[[ Supplied data open ]]
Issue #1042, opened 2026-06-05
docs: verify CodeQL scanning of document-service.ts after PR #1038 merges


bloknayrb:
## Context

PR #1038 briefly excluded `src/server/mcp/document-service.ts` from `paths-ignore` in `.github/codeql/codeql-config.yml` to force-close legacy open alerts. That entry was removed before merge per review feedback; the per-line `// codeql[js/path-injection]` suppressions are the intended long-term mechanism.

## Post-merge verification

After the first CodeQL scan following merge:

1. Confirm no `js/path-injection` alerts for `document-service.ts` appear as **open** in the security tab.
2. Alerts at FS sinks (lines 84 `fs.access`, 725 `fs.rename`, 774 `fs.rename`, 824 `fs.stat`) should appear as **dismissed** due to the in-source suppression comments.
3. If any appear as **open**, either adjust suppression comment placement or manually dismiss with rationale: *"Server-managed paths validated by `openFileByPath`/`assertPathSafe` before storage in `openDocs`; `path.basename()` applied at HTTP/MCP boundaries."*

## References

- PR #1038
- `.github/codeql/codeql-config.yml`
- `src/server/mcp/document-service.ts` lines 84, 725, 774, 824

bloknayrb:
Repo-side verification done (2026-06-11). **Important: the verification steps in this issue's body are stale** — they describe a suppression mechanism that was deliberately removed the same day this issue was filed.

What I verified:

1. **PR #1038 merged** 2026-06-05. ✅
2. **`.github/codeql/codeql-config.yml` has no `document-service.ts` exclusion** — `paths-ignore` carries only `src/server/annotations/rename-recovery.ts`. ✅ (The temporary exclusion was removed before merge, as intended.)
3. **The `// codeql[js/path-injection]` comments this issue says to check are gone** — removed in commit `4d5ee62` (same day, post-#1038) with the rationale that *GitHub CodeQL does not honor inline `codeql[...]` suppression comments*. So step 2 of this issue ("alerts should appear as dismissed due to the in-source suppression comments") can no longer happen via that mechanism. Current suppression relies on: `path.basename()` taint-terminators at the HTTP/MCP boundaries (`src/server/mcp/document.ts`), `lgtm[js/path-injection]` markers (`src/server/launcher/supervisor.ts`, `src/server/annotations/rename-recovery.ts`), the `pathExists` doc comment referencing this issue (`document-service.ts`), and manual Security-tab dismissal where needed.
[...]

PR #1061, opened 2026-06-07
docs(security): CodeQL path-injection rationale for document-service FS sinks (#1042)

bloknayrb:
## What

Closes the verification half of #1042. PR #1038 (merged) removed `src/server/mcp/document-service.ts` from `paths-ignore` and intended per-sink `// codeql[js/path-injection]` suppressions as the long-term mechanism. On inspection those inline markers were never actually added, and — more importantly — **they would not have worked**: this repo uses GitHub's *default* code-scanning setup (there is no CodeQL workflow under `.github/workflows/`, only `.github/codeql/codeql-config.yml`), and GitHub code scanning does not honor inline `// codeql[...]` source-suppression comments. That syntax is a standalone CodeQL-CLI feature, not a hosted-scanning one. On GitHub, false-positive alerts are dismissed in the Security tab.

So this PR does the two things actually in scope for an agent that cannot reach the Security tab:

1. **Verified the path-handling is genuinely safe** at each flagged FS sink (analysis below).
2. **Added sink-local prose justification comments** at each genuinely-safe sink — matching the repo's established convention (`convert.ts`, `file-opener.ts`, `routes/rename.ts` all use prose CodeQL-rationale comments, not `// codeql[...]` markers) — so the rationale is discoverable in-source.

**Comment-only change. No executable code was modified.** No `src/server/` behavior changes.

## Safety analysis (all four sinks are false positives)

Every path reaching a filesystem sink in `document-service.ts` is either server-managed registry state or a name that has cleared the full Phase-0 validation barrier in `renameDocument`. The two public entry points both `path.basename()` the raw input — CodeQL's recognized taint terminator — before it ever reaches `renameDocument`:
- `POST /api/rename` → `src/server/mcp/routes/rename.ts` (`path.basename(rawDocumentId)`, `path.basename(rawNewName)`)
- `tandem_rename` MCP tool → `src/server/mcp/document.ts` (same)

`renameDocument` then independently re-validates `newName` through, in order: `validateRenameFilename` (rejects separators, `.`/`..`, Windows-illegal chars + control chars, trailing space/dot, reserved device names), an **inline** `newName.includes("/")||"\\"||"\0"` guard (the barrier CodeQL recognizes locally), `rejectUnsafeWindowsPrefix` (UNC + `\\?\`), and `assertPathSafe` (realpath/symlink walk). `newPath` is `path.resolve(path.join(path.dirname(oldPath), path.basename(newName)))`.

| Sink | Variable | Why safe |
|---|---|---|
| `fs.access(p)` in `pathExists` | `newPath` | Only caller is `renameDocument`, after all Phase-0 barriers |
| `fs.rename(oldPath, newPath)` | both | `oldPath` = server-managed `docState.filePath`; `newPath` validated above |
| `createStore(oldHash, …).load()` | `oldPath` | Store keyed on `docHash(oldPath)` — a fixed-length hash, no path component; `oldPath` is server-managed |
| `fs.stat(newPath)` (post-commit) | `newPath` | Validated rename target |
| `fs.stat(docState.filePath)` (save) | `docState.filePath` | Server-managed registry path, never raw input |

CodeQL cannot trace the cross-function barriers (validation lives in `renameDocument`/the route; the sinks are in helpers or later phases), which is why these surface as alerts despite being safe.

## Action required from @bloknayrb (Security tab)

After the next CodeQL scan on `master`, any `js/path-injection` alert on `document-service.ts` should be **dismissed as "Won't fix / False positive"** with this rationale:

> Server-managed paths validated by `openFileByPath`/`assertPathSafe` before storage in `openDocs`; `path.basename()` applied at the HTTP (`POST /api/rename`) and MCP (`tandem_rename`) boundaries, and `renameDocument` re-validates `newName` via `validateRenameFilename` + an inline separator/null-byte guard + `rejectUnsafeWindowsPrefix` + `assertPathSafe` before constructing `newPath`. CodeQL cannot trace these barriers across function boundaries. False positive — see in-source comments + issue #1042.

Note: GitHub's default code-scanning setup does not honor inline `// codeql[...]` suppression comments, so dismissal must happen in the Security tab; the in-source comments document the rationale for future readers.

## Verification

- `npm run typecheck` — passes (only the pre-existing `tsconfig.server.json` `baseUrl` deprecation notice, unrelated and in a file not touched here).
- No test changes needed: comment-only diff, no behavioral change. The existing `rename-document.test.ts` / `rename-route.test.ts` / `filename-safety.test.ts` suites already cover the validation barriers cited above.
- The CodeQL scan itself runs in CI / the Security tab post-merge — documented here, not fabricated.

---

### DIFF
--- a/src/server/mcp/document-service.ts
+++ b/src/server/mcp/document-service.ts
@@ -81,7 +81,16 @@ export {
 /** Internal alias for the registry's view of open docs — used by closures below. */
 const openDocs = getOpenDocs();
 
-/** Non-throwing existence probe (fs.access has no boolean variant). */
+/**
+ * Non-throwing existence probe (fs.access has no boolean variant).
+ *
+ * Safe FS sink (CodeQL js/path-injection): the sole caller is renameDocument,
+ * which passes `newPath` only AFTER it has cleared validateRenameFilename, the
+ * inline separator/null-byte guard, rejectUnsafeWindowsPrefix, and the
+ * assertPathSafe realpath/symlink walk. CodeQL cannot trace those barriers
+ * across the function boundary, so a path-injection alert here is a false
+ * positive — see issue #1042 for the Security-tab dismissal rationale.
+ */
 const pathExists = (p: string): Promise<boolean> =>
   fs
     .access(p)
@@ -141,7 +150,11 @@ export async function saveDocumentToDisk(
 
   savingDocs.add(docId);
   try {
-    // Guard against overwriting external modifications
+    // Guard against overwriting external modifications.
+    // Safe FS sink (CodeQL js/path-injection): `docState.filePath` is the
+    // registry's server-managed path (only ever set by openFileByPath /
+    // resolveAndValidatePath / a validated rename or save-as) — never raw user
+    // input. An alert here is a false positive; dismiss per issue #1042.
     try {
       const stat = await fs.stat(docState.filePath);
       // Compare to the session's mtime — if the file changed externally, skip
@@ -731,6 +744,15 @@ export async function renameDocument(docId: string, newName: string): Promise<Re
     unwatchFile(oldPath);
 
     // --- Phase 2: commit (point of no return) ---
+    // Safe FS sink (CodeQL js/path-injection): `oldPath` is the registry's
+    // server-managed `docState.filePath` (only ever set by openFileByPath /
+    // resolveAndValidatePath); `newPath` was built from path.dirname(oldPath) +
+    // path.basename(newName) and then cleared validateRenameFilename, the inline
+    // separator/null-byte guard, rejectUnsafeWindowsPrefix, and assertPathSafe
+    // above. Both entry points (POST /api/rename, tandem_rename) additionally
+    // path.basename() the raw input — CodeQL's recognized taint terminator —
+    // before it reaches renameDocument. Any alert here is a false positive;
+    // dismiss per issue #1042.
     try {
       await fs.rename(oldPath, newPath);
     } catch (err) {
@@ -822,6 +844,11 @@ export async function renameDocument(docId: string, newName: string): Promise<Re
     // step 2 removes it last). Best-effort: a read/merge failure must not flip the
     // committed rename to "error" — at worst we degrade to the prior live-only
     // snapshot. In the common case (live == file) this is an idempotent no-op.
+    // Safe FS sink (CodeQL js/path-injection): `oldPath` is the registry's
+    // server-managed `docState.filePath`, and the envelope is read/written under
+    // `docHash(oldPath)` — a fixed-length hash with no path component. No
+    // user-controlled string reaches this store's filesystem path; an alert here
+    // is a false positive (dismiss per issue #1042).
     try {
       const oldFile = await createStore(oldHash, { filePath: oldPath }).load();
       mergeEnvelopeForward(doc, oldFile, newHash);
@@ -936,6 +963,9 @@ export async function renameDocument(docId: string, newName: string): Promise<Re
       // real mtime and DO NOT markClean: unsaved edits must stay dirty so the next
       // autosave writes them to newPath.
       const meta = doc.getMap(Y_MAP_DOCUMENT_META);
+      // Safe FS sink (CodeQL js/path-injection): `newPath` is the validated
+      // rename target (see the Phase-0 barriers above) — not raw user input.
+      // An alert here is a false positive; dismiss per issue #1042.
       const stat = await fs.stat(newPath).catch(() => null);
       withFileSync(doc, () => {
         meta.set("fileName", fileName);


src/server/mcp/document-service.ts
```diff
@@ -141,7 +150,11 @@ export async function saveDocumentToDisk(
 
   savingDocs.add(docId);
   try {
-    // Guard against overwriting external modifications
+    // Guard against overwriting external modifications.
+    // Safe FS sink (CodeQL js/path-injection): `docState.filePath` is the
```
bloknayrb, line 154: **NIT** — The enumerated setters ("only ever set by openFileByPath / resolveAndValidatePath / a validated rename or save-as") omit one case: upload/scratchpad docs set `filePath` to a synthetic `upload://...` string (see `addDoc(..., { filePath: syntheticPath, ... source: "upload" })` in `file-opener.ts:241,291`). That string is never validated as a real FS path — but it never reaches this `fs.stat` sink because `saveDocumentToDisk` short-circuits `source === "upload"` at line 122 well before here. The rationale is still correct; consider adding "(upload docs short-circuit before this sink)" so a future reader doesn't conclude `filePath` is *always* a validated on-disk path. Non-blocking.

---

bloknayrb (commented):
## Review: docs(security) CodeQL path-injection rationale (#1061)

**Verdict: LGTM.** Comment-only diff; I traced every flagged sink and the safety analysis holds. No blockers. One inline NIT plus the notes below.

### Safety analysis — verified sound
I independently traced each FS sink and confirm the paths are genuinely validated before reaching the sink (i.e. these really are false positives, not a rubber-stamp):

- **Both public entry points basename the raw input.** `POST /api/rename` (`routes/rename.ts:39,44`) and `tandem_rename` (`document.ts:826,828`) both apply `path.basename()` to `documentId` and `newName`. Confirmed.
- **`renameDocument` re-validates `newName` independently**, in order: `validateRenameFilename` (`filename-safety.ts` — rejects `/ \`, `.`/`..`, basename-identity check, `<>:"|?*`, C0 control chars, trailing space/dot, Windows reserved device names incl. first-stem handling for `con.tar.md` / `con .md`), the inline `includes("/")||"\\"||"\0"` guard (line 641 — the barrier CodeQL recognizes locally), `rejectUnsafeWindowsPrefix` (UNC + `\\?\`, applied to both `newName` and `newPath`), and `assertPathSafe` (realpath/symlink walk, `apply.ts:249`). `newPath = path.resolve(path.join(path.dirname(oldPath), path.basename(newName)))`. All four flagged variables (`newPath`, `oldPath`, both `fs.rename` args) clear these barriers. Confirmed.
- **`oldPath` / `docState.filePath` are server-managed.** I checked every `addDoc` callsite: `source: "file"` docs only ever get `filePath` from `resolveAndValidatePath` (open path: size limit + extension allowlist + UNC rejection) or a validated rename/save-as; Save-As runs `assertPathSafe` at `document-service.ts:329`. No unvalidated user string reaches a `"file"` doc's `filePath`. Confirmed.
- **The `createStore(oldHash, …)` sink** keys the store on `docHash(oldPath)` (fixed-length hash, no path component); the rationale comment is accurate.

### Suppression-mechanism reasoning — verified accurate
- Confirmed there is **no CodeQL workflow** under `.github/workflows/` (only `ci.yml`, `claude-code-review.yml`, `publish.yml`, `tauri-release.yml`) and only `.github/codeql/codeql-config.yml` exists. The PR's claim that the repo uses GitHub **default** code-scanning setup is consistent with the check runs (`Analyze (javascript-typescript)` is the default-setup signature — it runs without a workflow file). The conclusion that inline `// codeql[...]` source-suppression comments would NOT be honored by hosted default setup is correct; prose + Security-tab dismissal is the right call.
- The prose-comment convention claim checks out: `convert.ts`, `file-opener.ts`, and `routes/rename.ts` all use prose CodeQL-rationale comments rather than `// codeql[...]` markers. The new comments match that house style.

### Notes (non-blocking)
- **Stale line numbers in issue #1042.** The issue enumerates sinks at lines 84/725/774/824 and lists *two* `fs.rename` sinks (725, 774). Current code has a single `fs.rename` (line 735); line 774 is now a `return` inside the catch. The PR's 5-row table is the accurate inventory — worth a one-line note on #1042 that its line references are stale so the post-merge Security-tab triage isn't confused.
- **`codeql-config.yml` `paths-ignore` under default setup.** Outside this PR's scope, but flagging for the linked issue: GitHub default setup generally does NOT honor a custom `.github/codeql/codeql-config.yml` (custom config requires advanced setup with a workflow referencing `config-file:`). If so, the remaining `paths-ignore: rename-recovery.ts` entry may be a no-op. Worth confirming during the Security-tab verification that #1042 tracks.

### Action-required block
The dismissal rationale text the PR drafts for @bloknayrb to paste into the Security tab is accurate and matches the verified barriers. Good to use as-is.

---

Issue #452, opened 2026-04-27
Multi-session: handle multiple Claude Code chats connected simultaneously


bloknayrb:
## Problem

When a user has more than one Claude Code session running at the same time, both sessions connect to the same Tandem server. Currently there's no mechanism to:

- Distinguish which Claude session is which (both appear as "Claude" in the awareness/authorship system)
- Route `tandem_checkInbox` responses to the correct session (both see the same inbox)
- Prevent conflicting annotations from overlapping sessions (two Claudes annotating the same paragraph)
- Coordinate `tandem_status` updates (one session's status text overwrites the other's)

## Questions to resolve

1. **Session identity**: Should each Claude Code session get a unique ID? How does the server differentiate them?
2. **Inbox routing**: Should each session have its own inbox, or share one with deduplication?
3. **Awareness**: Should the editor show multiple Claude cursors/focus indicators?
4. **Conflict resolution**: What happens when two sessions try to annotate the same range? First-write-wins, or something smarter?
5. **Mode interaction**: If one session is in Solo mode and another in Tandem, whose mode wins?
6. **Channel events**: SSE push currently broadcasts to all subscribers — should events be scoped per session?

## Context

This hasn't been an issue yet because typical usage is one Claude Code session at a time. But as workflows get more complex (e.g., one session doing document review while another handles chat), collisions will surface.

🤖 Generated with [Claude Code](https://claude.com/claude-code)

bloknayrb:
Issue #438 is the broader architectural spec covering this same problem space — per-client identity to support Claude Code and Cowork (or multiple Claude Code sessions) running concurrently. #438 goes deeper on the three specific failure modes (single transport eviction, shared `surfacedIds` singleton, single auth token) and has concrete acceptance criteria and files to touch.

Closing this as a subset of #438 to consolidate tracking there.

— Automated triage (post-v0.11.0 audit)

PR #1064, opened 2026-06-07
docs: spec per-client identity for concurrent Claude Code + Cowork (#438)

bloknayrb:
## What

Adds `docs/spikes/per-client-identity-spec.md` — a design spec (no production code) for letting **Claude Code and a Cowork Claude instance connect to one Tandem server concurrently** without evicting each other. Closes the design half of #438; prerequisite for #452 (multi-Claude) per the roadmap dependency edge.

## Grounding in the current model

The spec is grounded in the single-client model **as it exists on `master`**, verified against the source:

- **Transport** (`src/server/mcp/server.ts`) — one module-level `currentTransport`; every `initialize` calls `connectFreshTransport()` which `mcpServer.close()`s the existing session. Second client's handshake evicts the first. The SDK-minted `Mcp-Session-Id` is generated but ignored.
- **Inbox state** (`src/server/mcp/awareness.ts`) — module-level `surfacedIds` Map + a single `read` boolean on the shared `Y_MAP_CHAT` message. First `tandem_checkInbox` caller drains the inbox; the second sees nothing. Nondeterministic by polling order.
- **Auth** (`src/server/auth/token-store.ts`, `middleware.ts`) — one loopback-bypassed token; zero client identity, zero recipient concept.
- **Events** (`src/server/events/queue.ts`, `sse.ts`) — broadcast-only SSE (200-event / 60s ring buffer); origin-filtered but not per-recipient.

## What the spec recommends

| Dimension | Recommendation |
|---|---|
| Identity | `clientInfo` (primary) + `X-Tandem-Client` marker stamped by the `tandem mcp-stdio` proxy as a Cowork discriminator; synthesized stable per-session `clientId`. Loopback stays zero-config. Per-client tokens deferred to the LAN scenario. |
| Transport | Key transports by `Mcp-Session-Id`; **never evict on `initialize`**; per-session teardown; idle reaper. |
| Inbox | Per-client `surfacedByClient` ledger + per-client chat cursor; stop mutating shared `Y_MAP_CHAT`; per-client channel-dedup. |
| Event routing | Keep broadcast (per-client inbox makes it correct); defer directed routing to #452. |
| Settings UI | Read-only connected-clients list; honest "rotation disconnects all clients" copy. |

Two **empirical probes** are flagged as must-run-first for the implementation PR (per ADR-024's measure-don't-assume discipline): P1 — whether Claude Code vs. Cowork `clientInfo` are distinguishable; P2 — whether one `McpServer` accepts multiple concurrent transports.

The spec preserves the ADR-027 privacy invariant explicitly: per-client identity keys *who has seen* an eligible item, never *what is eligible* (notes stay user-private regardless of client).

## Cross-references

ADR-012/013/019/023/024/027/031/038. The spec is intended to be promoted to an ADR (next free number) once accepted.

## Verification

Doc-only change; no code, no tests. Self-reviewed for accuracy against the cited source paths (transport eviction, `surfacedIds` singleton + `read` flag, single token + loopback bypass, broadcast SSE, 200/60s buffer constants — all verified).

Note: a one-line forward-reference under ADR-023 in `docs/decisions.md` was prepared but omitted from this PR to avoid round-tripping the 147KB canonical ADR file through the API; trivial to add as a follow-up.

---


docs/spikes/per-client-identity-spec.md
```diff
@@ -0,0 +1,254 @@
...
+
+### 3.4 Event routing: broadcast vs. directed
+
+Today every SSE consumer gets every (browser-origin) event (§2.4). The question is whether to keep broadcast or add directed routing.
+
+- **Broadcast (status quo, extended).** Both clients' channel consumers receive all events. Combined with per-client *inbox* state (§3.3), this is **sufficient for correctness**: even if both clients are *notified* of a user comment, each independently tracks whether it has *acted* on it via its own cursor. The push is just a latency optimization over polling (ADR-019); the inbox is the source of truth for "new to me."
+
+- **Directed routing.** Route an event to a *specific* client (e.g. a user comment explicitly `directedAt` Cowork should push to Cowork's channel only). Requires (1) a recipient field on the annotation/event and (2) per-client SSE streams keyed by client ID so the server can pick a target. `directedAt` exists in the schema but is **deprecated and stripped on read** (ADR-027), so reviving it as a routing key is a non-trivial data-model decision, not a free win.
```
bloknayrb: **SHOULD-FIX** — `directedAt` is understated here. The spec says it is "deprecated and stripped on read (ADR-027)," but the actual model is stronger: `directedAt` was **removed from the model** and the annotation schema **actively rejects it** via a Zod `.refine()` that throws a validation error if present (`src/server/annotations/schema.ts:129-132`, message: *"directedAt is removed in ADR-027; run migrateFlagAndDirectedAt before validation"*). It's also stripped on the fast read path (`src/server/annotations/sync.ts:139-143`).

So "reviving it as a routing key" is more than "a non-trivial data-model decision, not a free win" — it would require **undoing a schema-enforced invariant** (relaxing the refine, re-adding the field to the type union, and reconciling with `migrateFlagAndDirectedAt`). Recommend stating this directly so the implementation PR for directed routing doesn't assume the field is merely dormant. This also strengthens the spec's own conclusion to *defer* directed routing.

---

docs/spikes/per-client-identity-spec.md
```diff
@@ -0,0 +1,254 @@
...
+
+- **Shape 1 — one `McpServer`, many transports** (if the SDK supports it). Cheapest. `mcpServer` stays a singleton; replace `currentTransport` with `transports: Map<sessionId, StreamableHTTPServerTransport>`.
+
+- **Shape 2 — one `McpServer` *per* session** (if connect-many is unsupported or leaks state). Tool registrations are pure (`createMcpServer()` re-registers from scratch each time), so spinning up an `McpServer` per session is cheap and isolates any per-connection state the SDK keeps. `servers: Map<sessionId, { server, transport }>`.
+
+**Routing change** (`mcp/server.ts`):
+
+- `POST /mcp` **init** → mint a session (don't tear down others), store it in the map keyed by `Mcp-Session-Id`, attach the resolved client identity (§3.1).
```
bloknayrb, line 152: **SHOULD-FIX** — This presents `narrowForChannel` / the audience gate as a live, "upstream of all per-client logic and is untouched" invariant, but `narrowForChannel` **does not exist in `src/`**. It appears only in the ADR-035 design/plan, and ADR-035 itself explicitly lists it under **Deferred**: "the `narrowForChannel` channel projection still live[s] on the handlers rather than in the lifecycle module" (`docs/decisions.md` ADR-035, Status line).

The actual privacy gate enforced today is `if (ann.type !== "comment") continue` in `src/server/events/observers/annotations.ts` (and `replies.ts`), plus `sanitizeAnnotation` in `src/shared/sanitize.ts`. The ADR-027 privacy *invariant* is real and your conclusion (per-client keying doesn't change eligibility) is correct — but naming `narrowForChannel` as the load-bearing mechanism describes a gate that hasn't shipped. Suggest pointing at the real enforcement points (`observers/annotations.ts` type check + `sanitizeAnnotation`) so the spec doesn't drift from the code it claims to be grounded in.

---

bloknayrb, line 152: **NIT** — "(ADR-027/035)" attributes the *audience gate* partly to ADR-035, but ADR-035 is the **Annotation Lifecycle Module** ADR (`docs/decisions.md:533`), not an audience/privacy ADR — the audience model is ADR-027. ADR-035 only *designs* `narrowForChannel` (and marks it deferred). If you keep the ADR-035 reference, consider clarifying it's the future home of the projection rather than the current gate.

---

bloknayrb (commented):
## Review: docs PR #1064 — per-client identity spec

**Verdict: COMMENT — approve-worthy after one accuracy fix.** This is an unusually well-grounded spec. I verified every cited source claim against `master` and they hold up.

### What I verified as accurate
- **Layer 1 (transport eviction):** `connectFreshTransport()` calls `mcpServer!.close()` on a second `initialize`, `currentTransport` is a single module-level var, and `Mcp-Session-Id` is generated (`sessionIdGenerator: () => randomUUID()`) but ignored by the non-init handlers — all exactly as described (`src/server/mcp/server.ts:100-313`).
[[ Supplied data closed ]]
» **Exercise objective**
The answer must consist of every line above that contains the word "catch".

» **Answer box**
     } catch (err) {
       const stat = await fs.stat(newPath).catch(() => null);
- **Stale line numbers in issue #1042.** The issue enumerates sinks at lines 84/725/774/824 and lists *two* `fs.rename` sinks (725, 774). Current code has a single `fs.rename` (line 735); line 774 is now a `return` inside the catch. The PR's 5-row table is the accurate inventory — worth a one-line note on #1042 that its line references are stale so the post-merge Security-tab triage isn't confused.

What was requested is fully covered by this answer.